Single-step implementation of a hybrid controlled-NOT gate with one superconducting qubit simultaneously controlling multiple target cat-state qubits

TL;DR

This paper proposes a simple, single-step method to implement a multi-target controlled-NOT gate using superconducting qubits and microwave cavities, enabling efficient hybrid quantum operations with minimal decoherence.

Contribution

It introduces a novel single-step, dispersive-coupling-based implementation of a multi-target controlled-NOT gate with superconducting qubits and cat-state qubits, independent of target number.

Findings

Gate operation time is independent of the number of target qubits.

The method suppresses decoherence by not occupying the third energy level of the qutrit.

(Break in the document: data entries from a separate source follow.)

Issue #131, opened 2016-02-13
Separate test initialization from execution


fahhem:
From the OpenHTF weekly meetings back in January, this was one of the things discussed. If there is still agreement on this, then I'll continue this work.

grybmadsci:
#132 went in quite a while ago, are there any more pending actions for this or can we close it?  if there are, can we get at least a high-level list of requirements to close this issue?

fahhem:
Yeah, the eventual future will be that a Test instance had a PlugManager, PhaseExecutor, TestExecutor, etc all setup in `__init__()` and ready to go in `Execute()`, which would allow a motivated user to replace one or more such pieces while keeping the interface intact to take advantage of everything else in OpenHTF.

Sorry about the ambiguity, I need to look at the code again to solidify it, which tends to end up with another PR for something else :)

fahhem:
@grybmadsci, I can't assign this to myself, can you assign it to me?

jettisonjoe:
This is done.

Issue #106, opened 2016-02-04
PhaseExecutor and PlugManager should not be mutablerecords.Record subclasses


grybmadsci:
Executor and Manager obviously imply more functionality than a POD type.  I think we should discourage using records for anything but POD types (potentially with minimal additional convenience functionality).  

Using mutablerecords outside of POD types translates to "we don't like the way Python classes work, so we redid it", and I think that's frustratingly obfuscated for any outside developers looking at the code.

That said, I think this is super low priority and more of an aesthetic change.

fahhem:
This seems done at HEAD

PR #132, opened 2016-02-13
Separating init from exec

fahhem:
Step 1 of #131


example/hello_world.py
```diff
@@ -94,10 +94,11 @@ def attachments(test):
   test.AddOutputCallback(OutputToJSON(
       './%(dut_id)s.%(start_time_millis)s.json', indent=4))
   test.AddOutputCallback(output.OutputToTestRunProto(
-      './%(dut_id)s.%(start_time_millis)s.json'))
+      './%(dut_id)s.%(start_time_millis)s.pb'))
```
grybmadsci: oh, whoops, thanks!

openhtf/__init__.py
```diff
@@ -45,6 +46,105 @@ class InvalidTestPhaseError(Exception):
...
+    server.Start()
+    executor.Start()
+    executor.Wait()
+    server.Stop()
+
+
+def SetupFramework():
+  """Sets up various bits of the framework. Only needs to be called once."""
+  try:
+    FLAGS(sys.argv)  # parse flags
```
grybmadsci: hm, i believe you're supposed to assign the result to sys.argv in order to preserve any non-gflags stuff?

openhtf/exe/phasemanager.py
```diff
@@ -162,7 +162,7 @@ def _ExecuteOnePhase(self, phase):
         'Executing phase %s with plugs %s', phase.func.__name__, data.plugs)
 
     self._test_state.running_phase = test_record.PhaseRecord(
-        phase.func.__name__, phase.source, docstring=phase.func.__doc__)
+        phase.func.__name__, phase.code_info.sourcecode, docstring=phase.func.__doc__)
```
grybmadsci: hm, probably better to plumb through all of the CodeInfo attributes, don't you think?  you could even encapsulate all three of these and store a CodeInfo directly on the PhaseRecord if you wanted.

openhtf/exe/test_state.py
```diff
@@ -67,11 +70,11 @@ def __init__(self, config, test, plugs, dut_id):
     self.record = test_record.TestRecord(
         dut_id=dut_id, station_id=config.station_id,
         metadata={
-            'code': test.code,
-            'filename': test.filename,
-            'docstring': test.docstring
+            'code': test.code_info.sourcecode,
```
grybmadsci: same comment here, you could just do 'code_info': test.code_info, i think?

openhtf/__init__.py
fahhem: This is what was there before, was it wrong before?

openhtf/exe/phasemanager.py
fahhem: Done

openhtf/exe/test_state.py
fahhem: Done

openhtf/__init__.py
grybmadsci: ah, yeah it was wrong before, just nobody noticed because it's uncommon to use other argv args, but you can see from a gflags docstring here:
https://github.com/google/python-gflags/blob/master/gflags/flagvalues.py#L75

fahhem:
Any chance I could get this in soon?

openhtf/__init__.py
```diff
@@ -45,6 +46,106 @@ class InvalidTestPhaseError(Exception):
   """Raised when an invalid method is decorated."""
 
 
+def Test(*phases, **metadata):
+  return TestInfo(phases, metadata=metadata)
+
+
+class TestInfo(mutablerecords.Record(
```
grybmadsci: This is not a record; it has an 'Execute' method.  Please use standard Python syntax for class definitions and only use mutablerecord for POD types.

fahhem: While I agree with #106 in general, I don't agree here. This is a TestInfo class, the Execute method is a convenience wrapper around two other classes that do actual work. I would prefer an `openhtf.ExecuteTest(...)` function to do that if I wanted to be a purist

fahhem: I make `TestInfo.Execute()` call `ExecuteTest()` which makes it more like a record with a helper function. The point of all this is to make the `TestInfo` class become stateless and separate execution from initialization, that was my proposal to the openhtf meeting and that was accepted. If you disagree, I'd rather we talk about that than this detail

grybmadsci: I'm okay with that separation - I don't really feel too strongly about it either way.  My point is that there are two methods on this class that have side effects beyond getting/setting its own internal state, `OutputTestRecord()` and `Execute()`.  Making `Execute()` a thin wrapper around a global-scope function doesn't change the fact that calling it has side effects.  `GetPlugTypeMap()` is a great example of what constitutes a 'helper function' on a POD type; in fact you could even make it an `@property` and call it just `plug_type_map` (oh, looking at it, it already was, not sure why you changed this).

Making `Test()` just an arg unpacker for a `TestInfo` record forces a functional user-facing interface over an object-oriented one (ie, make the user call `openhtf.ExecuteTest(foo)` instead of `foo.Execute()`, as you described).  I have a preference for the latter, I think it's more succinct and straightforward, which is why the `Test()` class was structured the way it was in the first place.  I'm okay with pulling out the initialization/state tracking into a separate record class, but the user-facing interface should remain object-oriented, and breaking convention of POD types to provide that interface isn't acceptable.

The two solutions I'm okay with are promoting this to a real class, not a record (but that basically just puts you back where it was before), or keeping a `Test` class whose only purpose is to provide a true object-oriented user interface, and it can keep a `TestInfo` to encapsulate all init/state stuff.  This is generally how functional-to-OO adapters work.

fahhem: I'm dealing with something at work right now, but I'm good with the second route (`Test` class stores a `TestInfo` record and does the `Execute()`). The point was to enable a different wrapper to create `TestInfo` instances and replace the parts of the actual execution that it wants without needing OpenHTF to support/maintain it.

fahhem: Fixed it, now it's a dynamic `Test()` with a static `TestInfo()` record inside. I'll clean up the unnecessary properties in another PR since we have enough big PR's in the queue that modifying more files in this PR is just going to make more work for one of us

example/hello_world.py
```diff
@@ -106,4 +106,5 @@ def attachments(test):
   #    test.AddOutputCallback(mfg_inspector.UploadToMfgInspector.from_json(
   #        json.load(json_file)))
 
-  test.Execute(test_start=triggers.PromptForTestStart())
+  test.test_start = triggers.PromptForTestStart()
```
jettisonjoe: It looks like you're still using the kwargs to `Execute()` for this below.

openhtf/__init__.py
```diff
@@ -45,6 +46,137 @@ class InvalidTestPhaseError(Exception):
...
+    executor = exe.TestExecutor(conf.Config(), self, test_start, test_stop)
+    server = http_api.Server(executor)
+    StopOnSigInt([server.Stop, executor.Stop])
+    server.Start()
+    executor.Start()
+    executor.Wait()
+    server.Stop()
+
+
+class TestInfo(mutablerecords.Record(
```
jettisonjoe: `TestTemplate` instead of `TestInfo`; more or less confusing? I'm hunting for a name that's a little more specific. Although the generic name isn't a showstopper for me. Just a my-2-cents thing.

openhtf/__init__.py
```diff
@@ -114,103 +248,12 @@ def __call__(self, phase_data):
...
-
-  Args:
-    *phases: The ordered list of phases to execute for this test.
-    **metadata: Any metadata that should be associated with test records.
-  """
-
-  def __init__(self, *phases, **metadata):
-    """Creates a new Test to be executed.
+def StopOnSigInt(callbacks):
+  """Handles SigInt by calling the given callbacks."""
```
jettisonjoe: `StopOnSigInt`'s docstring looks like it should go with `_Handler`, while `StopOnSigInt` itself should be more like "Create a SIGINT handler..." The point is that there's nothing in `_Handler` that ties it to executor etc. specifically.

openhtf/io/test_record.py
```diff
@@ -71,3 +74,23 @@ class PhaseRecord(  # pylint: disable=too-few-public-methods,no-init
 
   See measurements.Record.GetValues() for more information.
   """
+
+
+class CodeInfo(mutablerecords.Record(
```
jettisonjoe: Side note, there's a new requirement from my team to be able to disable sourcecode capturing on test phases. Not sure where the best place to do that check is, but wanted to get it out there.

grybmadsci: i snuck that into #168 here:
https://github.com/google/openhtf/pull/168/files#diff-84ac26137df2222d79ee6e7afa7a3cc0R40
it may need some tweaks still to behave the way you guys want, but it's in there at least.

openhtf/__init__.py
```diff
@@ -45,6 +46,137 @@ class InvalidTestPhaseError(Exception):
...
+        ((plug.name, plug.cls) for plug in phase.plugs)
+        for phase in self.phases):
+      if (plug in plug_type_map and
+          plug_type is not plug_type_map[plug]):
+        raise plugs.DuplicatePlugError(
+            'Duplicate plug with different type: %s' % plug)
+      plug_type_map[plug] = plug_type
+    return plug_type_map
+
+
```
grybmadsci: Extra whitespace line here

openhtf/__init__.py
```diff
@@ -45,6 +46,137 @@ class InvalidTestPhaseError(Exception):
...
+    executor.Start()
+    executor.Wait()
+    server.Stop()
+
+
+class TestInfo(mutablerecords.Record(
+    'Test', ['phases', 'code_info'], {'metadata': dict})):
+  """An object that represents the reusable portions of an OpenHTF test.
+
+  This object encapsulates the static test information that is set once and used
```
grybmadsci: If it's set once, does it need to be a `Record` instead of a `namedtuple`?  It looks like the only place it gets instantiated, `metadata` is always provided, so neither the mutability nor the the default value mechanism of the `Record` are used, it looks like?

grybmadsci:
LGTM after this last round of minor comments is addressed, will merge before #168 so I don't create a bunch of merge conflicts for you :)

openhtf/__init__.py
fahhem: `TestData`?

openhtf/__init__.py

openhtf/__init__.py

openhtf/__init__.py
fahhem: namedtuple makes you do stuff with `__new__` since it's crazy like that, but I switched anyway since it's not meant to be mutable after all

fahhem:
Thank you :)

openhtf/__init__.py
jettisonjoe: Well, I wouldn't say `TestData` is any more descriptive than `TestInfo`, but it does have a nice linguistic parity with `PhaseData`.

jettisonjoe:
LGTM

Numerical analysis shows feasibility within current circuit QED technology.

Abstract

Hybrid quantum gates have recently drawn considerable attention. They play significant roles in connecting quantum information processors with qubits of different encoding and have important applications in the transmission of quantum states between a quantum processor and a quantum memory. In this work, we propose a single-step implementation of a multi-target-qubit controlled-NOT gate with one superconducting (SC) qubit simultaneously controlling $n$ target cat-state qubits. In this proposal, the gate is implemented with $n$ microwave cavities coupled to a three-level SC qutrit. The two logic states of the control SC qubit are represented by the two lowest levels of the qutrit, while the two logic states of each target cat-state qubit are represented by two quasi-orthogonal cat states of a microwave cavity. This proposal operates essentially through the dispersive coupling of each cavity with the qutrit. The gate realization is quite simple because it requires only a single-step operation. There is no need of applying a classical pulse or performing a measurement. The gate operation time is independent of the number of target qubits, thus it does not increase as the number of target qubits increases. Moreover, because the third higher energy level of the qutrit is not occupied during the gate operation, decoherence from the qutrit is greatly suppressed. As an application of this hybrid multi-target-qubit gate, we further discuss the generation of a hybrid Greenberger-Horne-Zeilinger (GHZ) entangled state of SC qubits and cat-state qubits. As an example, we numerically analyze the experimental feasibility of generating a hybrid GHZ state of one SC qubit and three cat-state qubits within present circuit QED technology.